Trabalho baseado em fatos – autonomia, criatividade e rumo

"O oposto de ser reativo não é proativo. É ser criativo", define Natalie Nixon, antropóloga e autora de The Creativity Leap: Unleash Curiosity, Improvisation, and Intuition at Work. "A pandemia causou uma explosão de criatividade e de potencial humano. Os engenheiros da indústria automotiva usaram scanners 3D e simulações computacionais para produzir respiradores em suas fábricas; os produtores de bebidas passaram a fazer álcool sanitário; e as costureiras trocaram os moldes para abastecer o mercado de máscaras e trajes médicos", exemplifica.

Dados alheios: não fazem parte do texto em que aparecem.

Issue #409, opened 2020-03-20
Unexpected error: The current state [Suspended] does not allow messages to be sent


QuintinWillison:
We've had a report come in from a customer ([internal link](https://app.intercom.com/a/apps/ua39m1ld/inbox/inbox/conversation/26237569850)) who is seeing this error message (Ably [error code 500](https://help.ably.io/error/500)) being reported periodically by devices running their app in the wild.

The customer states:

> I believe the device has an internet connection because the rest of the app is able to connect to communicate with our web app server. Also, the error occurred either: 1. During the creation of the AblyRealtime object 2. When calling "Channels.Get" or 3. when Subscribing to a channel.

To which @paddybyers has already responded to them with:

> You should only reach the suspended state after trying continuously to connect for 2 minutes, so it shouldn't be possible for it to be your case (1) - if that's happening then it's definitely a bug.
Similarly, your case (2) shouldn't give this error - that's just instancing a channel object.
So I would guess that it's during a subscribe attempt, your case (3). The error message looks like it's misleading if that's the case - we'll have a look at that. It does send a message under the hood in order to subscribe, but the error message looks confusing.

The customer has also told us:

> I am using the Xamarin Nuget library v1.1.18. This morning's incident was on iOS 13.3.1.

marto83:
The creation of ably or Channels.Get can't error. The only possibility is Subscribing to a new channel because that tries to send an Attach message. 

I had a look at the code and it is definitely the case. It's a bug which is fixed in the upcoming 1.2 release but as I'm not sure when this is coming I'll get it fixed and release 1.1.19.

In the meanwhile, you can catch the error and call `client.Connect()`. This will transition the and then try a second time to Subscribe to the channel. Something like 👇 

    var client = new AblyRealtime();
    var channel = client.Channels.Get("myChannel");
    try {
         channel.Subscribe(handler);
    } catch (AblyException ex) { 
        client.Connection.Once(ConnectionEvent.Connecting, _ => channel.Subscribe(handler));
        client.Connect();
    }

marto83:
Fixed in PR #410

PR #410, opened 2020-03-22
Close issue #409. Call error callback instead of through exception wh…

marto83:


QuintinWillison:
Once you've merged this in to `master` then probably priority to get the integration branch rebased so any conflicts are dealt with now while it's fresh in your head.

A crise sanitária trouxe dois desafios paralelos: fazer o que já tinha que ser feito; e fazer o que nunca foi feito. Além de manter a continuidade das operações, empresas de vários setores não podiam parar projetos como adequação à LGPD e outras iniciativas complexas e inadiáveis. Se já não é fácil manter a execução desses projetos em meio à reorganização do trabalho, mais desafiador ainda é lidar com demandas com escopo, recursos, prazos e objetivos em constante transformação.

A mudança brusca, que transformou "tendências" em fatos, não se restringe ao modelo de trabalho e colaboração interno. Na telemedicina, enquanto a TI dos hospitais escalava os acessos de dezenas a milhões, o regulador destravou as inovações. Empresas de comércio e serviços passaram a depender mais dos canais digitais, que por sua vez ganharam públicos mais amplos e diversificados. As demandas, expectativas e a própria permanência dos clientes, portanto, não se resolvem com contratos e projetos elaborados em contextos que não existem mais.

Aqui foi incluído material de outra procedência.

Issue #419, opened 2020-06-12
Failed to resolve IO.Ably.DeltaCodec


marto83:
Release 1.2.0 nuget package is missing IO.Ably.DeltaCodec for the following Platforms:

- .Net framework
- Xamarin.iOS
- Xamarin.Android

You will get the following error:
`Failed to resolve assembly: 'IO.Ably.DeltaCodec, Version=1.0.0.0, Culture=neutral, PublicKeyToken=null'`

This will be fixed with a new release very soon.

PR #420, opened 2020-06-12
Update build to copy all required dlls when packaging

marto83:
Fixes: #419
The problem was that for Xamarin and .net framework we have an extra step that merges newtonsoft json and it didn't copy all the required dlls.

### DIFF
--- a/build.fsx
+++ b/build.fsx
@@ -327,6 +327,11 @@ Target.create "Package - Merge json.net" (fun _ ->
               |> Seq.map (Path.combine "src")
               |> Seq.map (fun path -> sprintf "%s/bin/%s" path buildMode)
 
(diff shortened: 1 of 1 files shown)


QuintinWillison:
ok, I've answered my first question - which simply makes me realise that `paths` is not an obvious name, given what it represents. Perhaps consider renaming that to make it clearer - e.g. `pathsToMergeTo` or something like that.

My second question still stands re naming.

marto83:
We are packaging the json.net library because with the old framework and xamarin it used to create many issues when people were using a different version of the json library. We merge the Json.net dll into IO.Ably.dll and the merge rewrites all the json.net namespaces to make them internal.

Para os protagonistas da Transformação Ágil, a conjuntura confirma dois de seus jargões: as necessidades prevalecem aos contratos; e dados são mais relevantes que opiniões e hierarquias (o que se acentua, quando nem os dados históricos dizem muito).
Os aspectos subjetivos também não são menos desafiadores nas organizações ágeis. O ser humano é o mesmo e neste momento todos compartilham incertezas. Isso muda o sentido da gestão de times. O product owner, por exemplo, precisa inovar seu mix de recursos de comunicação, design colaborativo e outras ferramentas. A clareza sobre a qualidade e experiência do cliente é hoje fundamental inclusive para o equilíbrio pessoal do colaborador. Os scrum masters ou agile coaches, por sua vez, passam a ter que atentar a questões como burn out.

A sustentabilidade do negócio, a transformação no trabalho e o bem-estar das pessoas são inquietações de quase todos, mas nem sempre interconectadas. Em termos mais ambiciosos, os gestores aprendem a inserir os aspectos pessoais nas atribuições de papéis e gestão de times. Todavia, só os conceitos básicos, praticados de forma genérica, já ajudam muito. Conseguir enxergar relevância, valor, ter feedback e objetivos acaba fazendo do trabalho uma parte dinâmica e positiva da vida.

Back office sem CEP

Embora as áreas de Software, em geral, tenham mais maturidade em modelos ágeis, o trabalho orientado às entregas, a gestão dinâmica de times e outras inovações já são familiares a profissionais de produtos, vendas, marketing e outras áreas tradicionalmente voltadas a projetos. As atividades de sustentação também tiveram que se transformar. Nesse sentido, um dos desafios enfrentados pelas áreas operacionais de muitas organizações tem sido profissionalizar as requisições e entregas de serviços.
Seja pela quarentena ou pela virtualização do escritório, a adoção ampla de ferramentas de Gestão de Serviços Empresariais (ESM), assim como a automação de processos, deve se aprofundar no "novo normal". Já vemos e podemos esperar usos criativos de recursos de IA e analytics.

Marcelo Lino, diretor de Vendas e Marketing LATAM na e-Core.